To: Ian H.
From: Geoffrey Klempner
Subject: Harm principle in the 21st century
Date: 4 February 2002 13:15
Dear Ian,
Thank you for your e-mail of 22 January, with your first essay for the Associate Award, 'The Harm Principle in the 21st Century: Trouble at Mill?"
This is a solid, well argued defence of Mill's 'Harm principle' against the objections most frequently levelled against it. As you say near the beginning, the result is not to call into question the Harm principle, but rather refine our appreciation of what the principle actually involves.
As it stands, without any improvement, the essay looks to me on the borderline for an Associate Diploma pass (60 or above). I anticipate that the examiner would say that you have possibly not given sufficient credit to the strength of the objections, although your responses are along the right lines.
Let me suggest, under your own headings, a few points that might be considered further:
1. Vagueness. I am not sure that it is correct to represent the question of when offence becomes harm as merely a question of vagueness of definition. There is a more fundamental question at stake, namely, whether the offended individual is *right* to take offence. For example, someone with strong views about homosexuality might be extremely upset to see, e.g., homosexuals demonstrating affection in public, to the extent that the offended individual can legitimately claim to have been 'harmed'. If a defender of Mill says what one would be naturally tempted to say about this case, that the offended individual has no right to take offence, then the objector will respond that the intuitive appeal of the Harm principle is lost. Before we can apply the Harm principle, we need a quite separate principle to decide whether or not a given instance of harm is legitimate or illegitimate, and this cannot be determined simply on the basis of the extent of harm.
What the defender of Mill ought to say is that mere violence done to one's moral beliefs can *never* count as 'harm'. This is the point about the liberty of thought and discussion.
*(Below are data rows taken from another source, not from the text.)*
PR #22, opened 2016-11-07
21 repository controller returns repositories of all namespaces

### LINKED ISSUE #21: repository controller returns repositories of all namespaces
Given there are two namespaces with repositories
When I call the API to get the repositories of one of the namespaces (e.g. `/namespaces/xyz/repositories`)
Then all repositories of both namespaces will be included

eugenk:
This shall fix #21.
It also changes the routes to avoid doubled namespace slug in the repository URL.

So we retain a clear demarcation line. Your example of the Taliban illustrates this point. All I am saying is that you need to make it explicit.
However, that does not take us all the way to the conclusion that we want. Mill wants to defend the idea that there are certain actions which for the sake of public decency and decorum, ought to be kept behind closed doors. It is rather more tricky to state what the limits are here.
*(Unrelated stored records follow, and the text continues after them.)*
PR #23, opened 2016-11-10
Update gems

eugenk:
This keeps the gems up to date.

* [x] This needs to be rebased on #22 in order to be green.


Gemfile.lock
```diff
@@ -94,12 +95,12 @@ GEM
       warden (~> 1.2.3)
     diff-lcs (1.2.5)
     docile (1.1.5)
-    elasticsearch (2.0.0)
-      elasticsearch-api (= 2.0.0)
-      elasticsearch-transport (= 2.0.0)
-    elasticsearch-api (2.0.0)
+    elasticsearch (5.0.0)
```
eugenk: I think the gem version is now aligned with the application version of Elasticsearch.

PR #29, opened 2016-11-18
28 add settings for host

### LINKED ISSUE #28: Add Settings for Host
Currently, `url_for` always returns `http://localhost:3000/...`. This must be configured to use a value that is configurable.

eugenk:
This shall fix #28.


app/serializers/v2/namespace_serializer.rb
```diff
@@ -6,15 +6,17 @@ class NamespaceSerializer < ApplicationSerializer
     attribute :name
 
     link :self do
-      url_for(controller: 'v2/namespaces', action: 'show',
-              slug: object.to_param)
+      path = url_for(controller: 'v2/namespaces', action: 'show',
+                     slug: object.to_param, only_path: true)
+      [Settings.server_url, path].join('/')
```
phyrog: These will be simplified later by models knowing their own path; For the meantime, this seems to be the easiest solution, even if we're duplicating some code.

PR #27, opened 2016-11-18
20 create dummy search controller

eugenk:
This shall fix #20. The output of `http -j :3000/search` looks like this:

```json
{
    "data": {
        "attributes": {
            "repositories_count": 4,
            "results_count": 6,
            "users_count": 2
        },
        "id": "searchresult",
        "relationships": {
            "repositories": {
                "data": [
                    {
                        "id": "ada/repo1",
                        "type": "repositories"
                    },
                    {
                        "id": "bob/repo2",
                        "type": "repositories"
                    },
                    {
                        "id": "ada/repo3",
                        "type": "repositories"
                    },
                    {
                        "id": "bob/repo4",
                        "type": "repositories"
                    }
                ]
            },
            "users": {
                "data": [
                    {
                        "id": "ada",
                        "type": "users"
                    },
                    {
                        "id": "bob",
                        "type": "users"
                    }
                ]
            }
        },
        "type": "search_results"
    },
    "jsonapi": {
        "version": "1.0"
    }
}
```

And the output of `http -j :3000/users/ada` looks like this
```json
{
    "data": {
        "attributes": {
            "display_name": null,
            "email": null,
            "name": "ada"
        },
        "id": "ada",
        "links": {
            "self": "http://localhost:3000/users/ada"
        },
        "relationships": {
            "teams": {
                "data": []
            }
        },
        "type": "users"
    },
    "jsonapi": {
        "version": "1.0"
    }
}
```

PR #32, opened 2016-11-23
31 add api documentation

### LINKED ISSUE #31: Add API documentation
Although there are tests and JSON schema definitions, we could use a human-readable API documentation. I suggest to create a doc/api directory and put API documentation there.

eugenk:
This shall fix #31.

It also contains the current API additions from #27. If the API needs to be changed in #27 and this gets merged before #27, I will change the corresponding documentation in #27.


eugenk:
I rebased on master and I fixed the repository/namespace id as well as the create command in the last commit. If this pull requests becomes approved, I will squash the last two commits before merging.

Incidentally, if you are mentioning Devlin, you might also mention that Devlin's view, in 'The Enforcement of Morals' was strongly contested by H.L.A. Hart.
2. No man is an island. There are two different ranges of question covered by this heading. The first, which you discuss, is raised e.g. by laws which say that motorcycle riders must wear crash helmets. Why shouldn't pedestrians be made to wear crash helmets, assuming that it led to a reduction in fatal casualties in car accidents where pedestrians are involved? The answer is that there is a borderline, which is difficult to formulate clearly, where on the one side society is prepared to pay the price of individual freedom, while on the other side it is not. The question is how one decides where to place that borderline, and on what principle.
There is another range of questions concerning personal and public space. For example, if I cook my favourite curry, it will be impossible to prevent my next door neighbour from smelling the spice. Arguably, this is not a reason to call the police, whereas my playing my stereo at full volume at all hours is a reason to call the police. Once again, a price has to be paid for individual freedom, but there are limits which need to be defined on some intelligible principle.
3. Liberty and utilitarianism. The crucial point here is covered by the section in 'Utilitarianism' where Mill discusses the value of individuality ('On Individuality'). A explicit reference to this section would help cap your argument.
You might show some awareness that there has been considerable controversy on the question of whether Mill actually changed his views - under the influence of his wife - in between writing his two essays. I side with those who say that Mill did believe, not only that utilitarianism and the liberty principle were fully compatible, but that liberty of thought and discussion was the condition for the possibility of a society where ethical questions are decided by appeal to the utility principle.
Conclusion. Because vagueness is not the only charge laid against the Harm principle, it will not do as a defence of the Harm principle to say that a term with fuzzy borderlines can still function effectively. So you need to say a little more here to remind the reader of the other points you have made.